The challenge for these organisations is to maintain social distancing and high levels of hygiene within their kitchens and restaurant areas to ensure staff remain healthy. And that need is only going to increase as the UK emerges from lockdown and starts to return to the workplace and leisure outlets.
The key to this is shifting the focus from visual standards of cleanliness to hygiene standards. Pre-Coronavirus, kitchens, restaurants and almost all workplaces were focused on visual standards of cleanliness – did the space look clean? Was it free from dirt and debris? Did it provide a good first impression to visitors and employees? Was it a clean environment to prepare and eat food?

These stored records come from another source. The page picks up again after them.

PR #382, opened 2026-09-09
feat(git): manage Gitea SSH keys with confirmed host trust

CaeruleusAqua:
## What has been done?

- Added SSH host-key preview and explicit fingerprint confirmation, with a fresh scan checked before setup.
- Generate dedicated Ed25519 keys locally, register only public keys with Gitea, and encrypt stored private keys.
- Track remote key ID, owner ID, and unique title, including recovery after ambiguous registration responses.
- Commit HTTP-only state and retain tracking before remote cleanup; clear tracking only after confirmed cleanup. Validate form constraints before revoking working keys and suppress raw upstream errors in logs/flash messages.
- Preserve the requested SSH transport: incomplete replacements fail before cleanup rather than silently saving HTTP. Explicit HTTP selection and complete manual SSH replacement remain supported.
- Added automatic setup UI, seven-locale messages, provider APIs, and operator documentation while preserving manual-key rotation and endpoint-edit fixes.
- Add one idempotent V50__git_integration_managed_ssh_keys.sql per H2/PostgreSQL dialect for all three tracking columns. V48/V49 remain available for the upstream model-flavor and branch-filter migrations.

## Why?

This is part 3 of the replacement for superseded #368, built on merged #378. Operators can configure managed Gitea SSH credentials after independently verifying host fingerprints, without manually generating and registering a key.

Database-backed lifecycle concurrency fencing, browser version checks, and deletion_pending orchestration remain reserved for part 4. This PR establishes sequential setup/cleanup behavior and committed recovery states.

## What has been tested?

- Full Maven Java 21 clean verify: 1,831 tests passed with zero failures/errors/skips, using temporary /workspace/data storage to isolate persistent preview database history.
- JavaScript form regression: node src/test/js/git-integration-form.cjs.
- Real Ed25519 generation, mocked Gitea API registration/cleanup, ownership and confirmation checks, and secret-redaction tests.
- Spring/H2 tests verify committed state in separate transactions before remote side effects and after injected failures, including rejected invalid/incomplete replacements, preserved transport choice, and cleanup retry.
- Native PostgreSQL 16.15 with Flyway 11.14.1: upstream c3a455a migrations through V49 followed by consolidated V50, tested across eight cases covering every existing-column combination. Pre-upgrade credentials and tracking were preserved, V50 SQL replayed twice per case, upstream history unchanged, and Flyway validation/repeated migration succeeded.
- H2 migration and idempotency regressions; independent implementation review and git diff --check.
- No live Gitea or browser end-to-end run; concurrent lifecycle operations are not fenced in this PR.

## How AI was used?

AI reconstructed the managed-key scope from the archived implementation without cherry-picking interleaved commits, preserved merged review fixes, added failure-state and migration regressions, and independently reviewed the implementation. Review findings were addressed, including requested-transport preservation and consolidation at V50 to avoid upstream migration-version collisions.


max-california (changes requested):
## 🤖 Agentic Code Review

Summary: the overall design looks careful, especially the staged persistence around remote side effects and the explicit host-key confirmation flow. I found one correctness issue in the controller’s managed-key cleanup path that can silently drop a user’s intended transport choice.

## BLOCKER

1. **Managed-key cleanup forces SSH selections back to HTTP, so operators cannot switch from a managed key to a manual SSH key in one save**
   - **Where:** `src/main/java/org/remus/giteabot/admin/GitIntegrationController.java:146-149`, with the follow-on save at `:164`
   - **Why it matters:** In the managed-key cleanup branch, the code treats `privateKeyChanged == false` as “disable SSH” and unconditionally does:
     ```java
     integration.setTransport(GitTransport.HTTP);
     integration.setSshPrivateKey(null);
     integration.setSshKnownHosts(null);
     ```
     That includes the case where the user submitted `transport=SSH`, checked “clear managed credentials”, and provided a new `known_hosts` but no new private key yet (or intends to preserve an already-submitted SSH selection while changing other fields). After cleanup, `gitIntegrationService.save(...)` persists HTTP, not the SSH choice the form submitted.
   - **Concrete impact:** A valid manual-SSH migration path from a managed key can be silently converted into HTTP without an explicit user choice. This is especially risky because the request still returns success.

That needs to change towards an enhanced hygiene standard. This involves identifying all areas of a facility where the risk of contamination to building users is high – such as common areas, door handles, lifts and stairway railings, taps, dispensers and preparation areas used by several members of staff –and then cleaning them at a frequency that is appropriate to the area they are in. Focusing on how hygienic spaces are minimises the risk of contamination and ensures everyone remains healthy. It also demonstrates the employer’s Duty of Care to both its employees and customers.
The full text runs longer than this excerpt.